- Poster
- Directed by: Nanda Kishore
- Written by: Nanda Kishore
- Screenplay by: Nanda Kishore
- Story by: R. Velraj
- Based on: Velaiilla Pattadhari
- Produced by: Rockline Venkatesh
- Starring: Manoranjan Ravichandran Mishti Chakraborthy Saikumar Pudipeddi Sithara
- Cinematography: Satya Hegde
- Edited by: K. M. Prakash
- Music by: V. Harikrishna
- Production company: Rockline Entertainments Pvt Ltd
- Release date: 5 January 2018;
- Running time: 155 minutes
- Country: India
- Language: Kannada

= Brihaspathi (film) =

Brihaspathi is a 2018 Indian Kannada-language comedy drama film directed by Nanda Kishore and produced by Rockline Venkatesh under his home banner. The film stars Manoranjan Ravichandran, Mishti Chakraborthy, while Saikumar, Kanika Mann, Sithara, Sadhu Kokila, Avinash and Tarak Ponannappa play supporting roles.

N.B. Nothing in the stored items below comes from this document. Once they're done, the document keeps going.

PR #588, opened 2015-03-26
Make portals claimable + max creature number increases with portals + small fixes

hwoarangmy:
To test, the skirmish small test map (2v2 and empty) now start for seat 1 with 1 rogue portal that needs to be claimed. Note that the max creature number should increase when the portal is claimed (5 in 2v2 map and 10 in empty map).
I've not tested with 2 portals but it should work ^^

### DIFF
--- a/config/global.cfg
+++ b/config/global.cfg
@@ -96,7 +96,10 @@
 [GameConfig]
     NetworkPort	31222
     CreatureDeathCounter	30
-    MaxCreaturesPerSeat	20
+# Maximum creature number. This is used for lagging purpose and a seat cannot control more creatures
+    MaxCreaturesPerSeatAbsolute	30
+# Maximum creature number a seat can control without portal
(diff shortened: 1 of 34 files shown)


Bertram25:
I've got a few questions but overall it's worth being integrated. :) I'll test asap.

Bertram25:
Code looks good. Once it's tested, let's merge. :)

akien-mga:
It works great :) I've confirmed that you can even get your portal claimed by your ally if you prevent your own worker from claiming it. The AI does not focus on claiming portals for now though, so if you leave them be your worker will claim it first - and anyway that's not an issue because the setting that we have in the 2v2 map is only for testing :)

akien-mga:

akien-mga:
Four pull requests at once! We're only missing @Bertram25's ;-)

Code has been reviewed and I tested it live, so I'll merge this one.

PR #592, opened 2015-03-27
Abstracted logmanager for unit tests

oyvindln:
Made logmanager abstract
Started adding unit test for creaturedefinition


hwoarangmy:
The code seems good to me. The requested changes can be done later if you prefer. Just a few questions to answer ^^

oyvindln:
Added some fixes. I will fixe the merge conflict tomorrow.
Also, I found that the compiler happily accepts operator>> on a forward-declared pointer type, which caused me a bit of confusion. We should be wary of using and defining operator>> directly on pointers, and probably prefer references instead.

hwoarangmy:
Code seems good to me. I will test tonight with windows ^^

hwoarangmy:
Testing right now

hwoarangmy:
Works well. I merge

PR #593, opened 2015-03-28
Fixed materials - added/created normals- renamed multiple texture PNGs t...

Danimal696:
...o follow capital naming convention

Up to Portalvortex, tomorrow more ;-) , i hope there are no
discrepancies with Akien


akien-mga:
Awesome! I was about to suggest to rename some textures to make it easier to see which texture belongs to which material/model, but you did it yourself :)

I think the only conflict with my PR is that we both removed  materials/scripts/BeetleGolem_mat.material, but I can edit my branch to readd it (so that it won't conflict with yours).

akien-mga:
I tested it in game and there are some issues:
- Cavehornets have yellow wings :)
  cavehornet
- The gold full tile is now animated :-o I guess the normal is slightly offset and therefore it looks like the texture is moving when turning around it with the cursor (thus changing the lighting). It does not do it when the tiles are marked for claiming.
- The gold ground is not fully adjustable with the dirt ground tile, is it because of the normal?
  goldground
- Marked claimed walls are really bright, I don't know if that's intended:
  markedclaimed
- The (uncrafted) boulder is quite bright:
  boulder
  On the other hand it looks good once crafted and installed:
  boulder1
- Some models in the crypt are dull looking:
  crypt
  crypt1
- The portal vortex is now red. At first I thought it would be of the seat's colour (which could be nice), but it looks like all portal vortexes are red.
  vortex

I guess it could be nice to have a test map with all rooms built and all creatures spawned, to be able to quickly check all models.

Danimal696:
Lets go bit by bit:
-Dwarf 3 new name, i think it can be done without reexporting by writing the mesh file?
-Cavehornet wings- ill check, probably my fault
-Animated gold, actually that happens with all fixed models, but tiles are more visible, what should i   do, no normals for gold?
-gold ground, its because its reflecting and emiting more ligth than common dirt, ill make it duller
-Marked walls, i just renamed its textures, i dont think that should have that effect?
-The (uncrafted) boulder - something to do with the transparency code?
-Statues, they need more work, at tleast they are not metallic shiny anymore
-portal vortex - yes, red for bad guys, but the team colour sound interesting, can it be done by code? if not i dont know how (same as new bridge)

Danimal696:
Fixed cavehornet and ground gold, the other issues still remain

oyvindln:
The tile marking colour is not from this PR. I get it too without this. I think it's from the earlier pr @Bertram25 to fix marked tiles far away from lights not being shaded. The boulder is probably due to opacity, as @Danimal696 has mentioned.

oyvindln:
> -Animated gold, actually that happens with all fixed models, but tiles are more visible, what should i do, no normals for gold?

The normals for dirt tiles are not really the correct texture, maybe making a new normal that follows the texture would look better. You may also want to check if the normal maps are in object or tangent space, if it's defined the wrong way in the material file that may also cause it too look weird.

akien-mga:
> Fixed cavehornet and ground gold, the other issues still remain

Yep, I confirm the fixes.

Two new issues:
- Wizard:
  wizard
- SpiderBed:
  spiderbed

I've made a test level that shows most models available in game, it's in my branch for now and in a PR, but you can get it here and put it in levels/skirmish to use it. It's pretty useful to spot regressions or see which materials would need more/less lighting: https://raw.githubusercontent.com/akien-mga/OpenDungeons/3b9854814f25ca96dbdff87f67f77e70b2af3951/levels/skirmish/TestModelsFair.level

Danimal696:
> The normals for dirt tiles are not really the correct texture, maybe making a new normal that follows the texture would look better. You may also want to check if the normal maps are in object or tangent space, if it's defined the wrong way in the material file that may also cause it too look weird.

The normal is custom made for gold, so thats not the problem, can you check the orientation on the materials, please? i dont know how to.

Im reverting wizard, no point to put lots of work into a model that will dissapear
My mistake into SpiderBed

akien-mga:
For the Spiderbed and SpiderBedWeb there is still an issue (supposedly only on Linux as it's a case-sensitiveness issue).

The texture is named "Spiderbed.png" but you use "SpiderBed.png" in the materials files, you should probably rename the texture to SpiderBed.png.

akien-mga:
So apart from that, there are only two new issues linked to this PR:
- The boulder trap does not take into account the opacity parameter set in RenderManager::setMaterialOpacity. @hwoarangmy, @Bertram25, @oyvindln Any clue about this one? Is something wrong in the new format of Boulder.material, or is the issue in the way the code handles (or does not handle) normal maps?
- The "animated gold" issue discussed above, that indeed seems to happen for more models than just gold, it's just more visible on gold. By looking closely to claimed walls you'll also see that it seems to be moving with the light. I can't tell if it's an optical illusion or if their is really a normal offset issue.
  For the gold normal I noticed that there is indeed a 1px offset issue, but even after fixing it, the gold still seems to be moving.

akien-mga:
> The "animated gold" issue discussed above, that indeed seems to happen for more models than just gold, it's just more visible on gold. By looking closely to claimed walls you'll also see that it seems to be moving with the light. I can't tell if it's an optical illusion or if their is really a normal offset issue.
> For the gold normal I noticed that there is indeed a 1px offset issue, but even after fixing it, the gold still seems to be moving.

I've been playing a bit with the textures and I confirm that there are some distortion effects in the normal textures, the pixels do not match the ones of the basic texture 1:1. For example I took ClaimedWall.png, then did some colour and lighting modifications in GIMP, and exported it as ClaimedWallNormal.png: my claimed wall does not look as good as the current one since I'm bad at making normal maps, but at least it does not move anymore with light. Same thing with the gold walls.

So there seems to be something wrong with the way you create normal textures @Danimal696. You should check your script/filter and make sure that it does not distort the original image.

For example this one does not create the "animated gold" bug:
goldnormal
It looks like crap in game though, I don't know how to do a normal map :-P It does exhibit some lighting issues depending on the orientation of the tiles though :)

Danimal696:
surely you made it based on alpha channel rather than color height, the results are pretty bland and almost invisible... Im at a loss here, good-looking but moving or barely looking but in-place? Ill vote for leaving them as if, and waiting for the new ogre to fix it. Its nothing so noticiable imo and adds a lot eye candy that would be lost.

akien-mga:
> surely you made it based on alpha channel rather than color height, the results are pretty bland and almost invisible... Im at a loss here, good-looking but moving or barely looking but in-place? Ill vote for leaving them as if, and waiting for the new ogre to fix it. Its nothing so noticiable imo and adds a lot eye candy that would be lost.

You misunderstand me, this is not an OGRE issue. The issue is that the motifs on your normal maps are not well aligned with the pixels of the original texture, so the motifs are "moving" when the normal map is applied. My example looks bland but it was just given to show that it works fine if the motifs are not altered, but only the colour/saturation/luminosity.

Can you tell me how you create normal maps so that I can try creating a good looking normal map where the motifs would not move?

Danimal696:
Normally by photoshop plugin, those are the settings i commonly use; animate ligth is for the real time rigth display
normal-maker

akien-mga:
I found a clone of your plugin for GIMP [1] so I gave it a try and generate my own normal map for the gold texture, and I get the same output as you do. So I guess this "offsetting" is somehow related to the nature of normal maps.

I've also looked closely at some other materials, and indeed this "animation" bug happens for most of those that have normal maps. It's just more visible/annoying for the gold due to its texture, when it's moving it looks like lava more than gold. IMO we can merge this change and see with the rest of the devs what can be done about it; there are other problems linked to the gold (the tileset does not fit the various orientation needs).

So IMO once you've fixed the Spiderbed.png texture filename, we can merge this one and open bug reports for the boulder issue and the normals issue.

[1] https://code.google.com/p/gimp-normalmap/

oyvindln:
It looks like the plugin makes tangent space normal maps, so try changing "object_space" to tangent_space" in the material file and see if it looks better. (I don't know if all the current normal maps are though.) Also note that normal mapping doesn't give perfect results, it does result in some visual distortions particularly when viewing from very acute angles. Normal mapping only adjusts the lighting to fake a depth effect, it doesn't actually adjust any vertices.

akien-mga:
> It looks like the plugin makes tangent space normal maps, so try changing "object_space" to tangent_space" in the material file and see if it looks better.

I've tried that but it doesn't really look better.

@Danimal696 I found this software that might interest you btw: https://github.com/Theverat/NormalmapGenerator/releases
It seems to be able to do the same as the Nvidia normal map plugin, but also handles specular/displacement/ambiant occlusion maps and does batch processing.

Danimal696:
looks nice, ill try, ill make the last fix later

oyvindln:
I think the "animated gold" is just visual distortion from the normal map process, rather than anything wrong. Maybe the light is too strong. It looks more pronounced when the texture has a normal map that corresponds to the texture, than when using a normal map that is different from the texture, like on the dirt tiles.

As for the transparency, I'm not sure, there may be some material settings that has to be set right for it to work correctly.

akien-mga:
> I think the "animated gold" is just visual distortion from the normal map process, rather than anything wrong. Maybe the light is too strong. It looks more pronounced when the texture has a normal map that corresponds to the texture, than when using a normal map that is different from the texture, like on the dirt tiles.

That sounds sensible. I just did a normal map for the dirt based on the actual dirt texture, and indeed the distortion is then more visible. The dirt actually looks way better when using the wrong normal map as currently :)

oyvindln:
I think the opacity issue is a bug in the code, it only sets opacity for the latest pass, and since the normal mapped material has more than one pass it ends up looking wrong.

oyvindln:
I've tried various things, but I can't get multi-pass rtshader normal map materials to appear transparent, so maybe we should drop normal maps on the traps for now. Single-pass normal maps seem to work, but that may cause problems if there are too many lights.

Danimal696:
Akien, the png file was already fixed, can you have a look and confirm?

Danimal696:
so do i restore the boulder amterial for the time being?

Danimal696:
My god, close and comment button are too near each other...

oyvindln:
> so do i restore the boulder amterial for the time being?

Yeah let's do that for now.

akien-mga:
> Akien, the png file was already fixed, can you have a look and confirm?

It's not fixed because the materials reference SpiderBed.png, but the texture is named Spiderbed.png. On Windows it doesn't matter, but on Mac and Linux the capital B is important.

So you should rename materials/textures/Spiderbed.png to SpiderBed.png.

akien-mga:
I'll merge and fix the texture name in another PR.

The film's album and score were composed by V. Harikrishna. The cinematography is by Satya Hegde and the editing by K. M. Prakash. The filming commenced in early 2017 and underwent the title change twice during the making. The previous titles were Vrutti Illada Padavidhara and Son of Ravichandran. The movie is a remake of the 2014 Tamil movie Velaiilla Pattadhari.

==Plot==

Sudhir, a graduate who has been unemployed for several years, finally lands a job by overcoming various obstacles.

==Cast==
- Manoranjan Ravichandran as Sudhir
- Mishti Chakraborthy as Shalini
- Saikumar as Sudhir's father
- Kanika Mann
- Sithara as Sudhir's mother
- G.Muni Prasanna as Government Officer
- Avinash
- Sadhu Kokila
- Tarak Ponnappa
- Prakash Belawadi

==Production==

In April 2016, it was reported that after having watched the success of actor Dhanush's Tamil films Velaiilla Pattadhari and Visaranai, producer Rockline Venkatesh bought its remake rights in Kannada from Dhanush's Wunderbar Films and chose director Nanda Kishore to lead the former film. In August 2016, actor V. Ravichandran's son Manoranjan Ravichandran was selected to play the lead role even before his first film Saheba released. It was reported that actress Amala Paul would reprise her role Shalini in Kannada version as well. However, it was later reported that actress Rachita Ram was chosen for the same role. Finally, Bollywood actress Mishti was finalized for the role which apparently made her excited since she considered herself to be an ardent fan of actor Dhanush. After the first schedule in Bengaluru, the team headed to Mysore to film a montage song and few sequences.

==Soundtrack==

V. Harikrishna has composed the soundtrack and background music for the film. The soundtrack album consists of six songs. Lyrics for the tracks were written by Yogaraj Bhat and Pradyumna Narahalli. The audio was released by the actor Jaggesh along with KFPA President Muniratna who is also the distributor of the film.

Track-List
| No. | Title | Lyrics | Singer(s) | Length |
|---|---|---|---|---|
| 1. | "Damaru Damaru Dam" | Yogaraj Bhat | Puneeth Rajkumar | 3;50 |
| 2. | "Nodrappa Nammavanu" | Yogaraj Bhat | Tippu | 2:33 |
| 3. | "Aagale Beku Naavu" | Yogaraj Bhat | Vijay Prakash | 2:51 |
| 4. | "Amma Nann Amma" | Pradyumna Narahalli | Santhosh Venky, K. S. Chithra | 4:56 |
| 5. | "Ontharadalli Ella Haayagide" | Yogaraj Bhat | Karthik | 4:13 |
| 6. | "Dandam Dashagunam" | Pradyumna Narahalli | Ranjith | 4:10 |
| Total length: |  |  |  | 22:33 |

==Release==

The film released on 5 January 2018 making it the first Kannada film released in the year 2018.

===Reception===

The Times of India" rated the film 3/5 and noted "Bruhaspati might not be VIP but it has its own charm with references to Rajkumar and Sudhir and other local analogies. This is a decent effort and one can watch it if you like films that are masala but not really over the top." Shyam Prasad S of Bangalore Mirror scored the film at 3 out of 5 stars and says There is a marked improvement in Manoranjan, even if much is still expected regarding the clarity of words he delivers. He sounds much like an unrefined Ravichandran. Nanda brings out a clinical perfection in executing this film. From the supporting cast to the behind-the-scene work by composer Harikrishna and cinematographer Satya Hegde, everyone seems to have followed the template to perfection.